Saved data entries:
PR #26853, opened 2025-10-14
[Misc] Update TritonLanguagePlaceholder to have attributes that are used by Flash Linear Attention ops.

madongfly:
Summary:
Update TritonLanguagePlaceholder to have attributes that are used by Flash Linear Attention ops.

Signed-off-by: Xudong Ma [mxd@meta.com](mailto:mxd@meta.com)

Differential Revision: D84470467

### DIFF
--- a/vllm/triton_utils/importing.py
+++ b/vllm/triton_utils/importing.py
@@ -98,3 +98,6 @@ class TritonLanguagePlaceholder(types.ModuleType):
         self.int64 = None
         self.int32 = None
         self.tensor = None
+        self.exp = None
+        self.log = None
+        self.log2 = None


madongfly:
> @madongfly could you paste the test you are fixing and its result?

vllm/model_executor/layers/fla/ops/op.py has code pieces like:

```
@triton.jit
        def div_normal(x, y):
            return x / y
        div = div_normal
        exp = tl.exp
```

which triggers AttributeError: module 'triton.language' has no attribute 'exp' when triton is not installed.

yeqcharlotte:
> > @madongfly could you paste the test you are fixing and its result?
> 
> vllm/model_executor/layers/fla/ops/op.py has code pieces like:
> 
> ```
> @triton.jit
>         def div_normal(x, y):
>             return x / y
>         div = div_normal
>         exp = tl.exp
> ```
> 
> which triggers AttributeError: module 'triton.language' has no attribute 'exp' when triton is not installed.

let's double check which unit tests could have captured this and update it?

madongfly:
> > > @madongfly could you paste the test you are fixing and its result?
> > 
> > 
> > vllm/model_executor/layers/fla/ops/op.py has code pieces like:
> > ```
> > @triton.jit
> >         def div_normal(x, y):
> >             return x / y
> >         div = div_normal
> >         exp = tl.exp
> > ```
> > 
> > 
> >     
> >       
> >     
> > 
> >       
> >     
> > 
> >     
> >   
> > which triggers AttributeError: module 'triton.language' has no attribute 'exp' when triton is not installed.
> 
> let's double check which unit tests could have captured this and update it?

IIUC, this class is a dummy class to work around some CI environment that doesn't have triton, now the code piece I provided above shows vllm/model_executor/layers/fla/ops/op.py reference to it, then it is imported by vllm/model_executor/layers/fla/ops/chunk_delta_h.py through "from .op import exp".

I think the logic of why this is needed is pretty clear, do we really want to artificially add unused import to trigger the import chain in a random unit test? For such a minor fix on a dummy class whose whole purpose is to work around other tests?

yeqcharlotte (approved):
LGTM. sigh ... we should probably look into why we are importing triton when triton is not available.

Problem to solve: Determine how many lines of the entries above carry the string "None", and give that number alone.

Exercise output: 6